Stored data
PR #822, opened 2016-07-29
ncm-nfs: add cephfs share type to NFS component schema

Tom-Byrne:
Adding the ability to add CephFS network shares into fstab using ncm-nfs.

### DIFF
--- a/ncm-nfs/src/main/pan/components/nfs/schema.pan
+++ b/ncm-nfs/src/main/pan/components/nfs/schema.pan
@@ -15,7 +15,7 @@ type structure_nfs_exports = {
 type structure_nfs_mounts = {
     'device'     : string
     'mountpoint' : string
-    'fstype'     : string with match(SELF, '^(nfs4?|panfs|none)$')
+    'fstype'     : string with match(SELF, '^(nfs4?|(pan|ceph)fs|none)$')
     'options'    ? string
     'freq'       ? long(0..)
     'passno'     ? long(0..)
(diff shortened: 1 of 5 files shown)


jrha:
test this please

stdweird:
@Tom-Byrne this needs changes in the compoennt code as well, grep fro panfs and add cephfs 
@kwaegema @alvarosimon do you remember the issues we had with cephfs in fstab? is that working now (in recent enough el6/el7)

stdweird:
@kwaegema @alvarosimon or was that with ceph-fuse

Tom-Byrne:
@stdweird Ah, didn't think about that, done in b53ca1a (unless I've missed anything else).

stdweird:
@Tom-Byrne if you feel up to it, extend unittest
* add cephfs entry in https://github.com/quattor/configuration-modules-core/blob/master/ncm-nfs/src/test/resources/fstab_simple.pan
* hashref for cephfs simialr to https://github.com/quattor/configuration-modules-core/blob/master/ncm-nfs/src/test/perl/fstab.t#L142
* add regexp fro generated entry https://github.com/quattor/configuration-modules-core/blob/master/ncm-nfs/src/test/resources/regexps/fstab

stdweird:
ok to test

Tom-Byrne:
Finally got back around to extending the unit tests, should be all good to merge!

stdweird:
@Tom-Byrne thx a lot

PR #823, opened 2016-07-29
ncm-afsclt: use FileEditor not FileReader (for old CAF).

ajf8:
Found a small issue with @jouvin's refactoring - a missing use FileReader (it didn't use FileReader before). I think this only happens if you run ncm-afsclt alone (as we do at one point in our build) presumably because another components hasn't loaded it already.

**EXERCISE AIM**. Return exactly the line that contains "test this please" and every line after it, through the last line of the records.

**RESPONSE BOX**.
test this please

stdweird:
@Tom-Byrne this needs changes in the compoennt code as well, grep fro panfs and add cephfs 
@kwaegema @alvarosimon do you remember the issues we had with cephfs in fstab? is that working now (in recent enough el6/el7)

stdweird:
@kwaegema @alvarosimon or was that with ceph-fuse

Tom-Byrne:
@stdweird Ah, didn't think about that, done in b53ca1a (unless I've missed anything else).

stdweird:
@Tom-Byrne if you feel up to it, extend unittest
* add cephfs entry in https://github.com/quattor/configuration-modules-core/blob/master/ncm-nfs/src/test/resources/fstab_simple.pan
* hashref for cephfs simialr to https://github.com/quattor/configuration-modules-core/blob/master/ncm-nfs/src/test/perl/fstab.t#L142
* add regexp fro generated entry https://github.com/quattor/configuration-modules-core/blob/master/ncm-nfs/src/test/resources/regexps/fstab

stdweird:
ok to test

Tom-Byrne:
Finally got back around to extending the unit tests, should be all good to merge!

stdweird:
@Tom-Byrne thx a lot

PR #823, opened 2016-07-29
ncm-afsclt: use FileEditor not FileReader (for old CAF).

ajf8:
Found a small issue with @jouvin's refactoring - a missing use FileReader (it didn't use FileReader before). I think this only happens if you run ncm-afsclt alone (as we do at one point in our build) presumably because another components hasn't loaded it already.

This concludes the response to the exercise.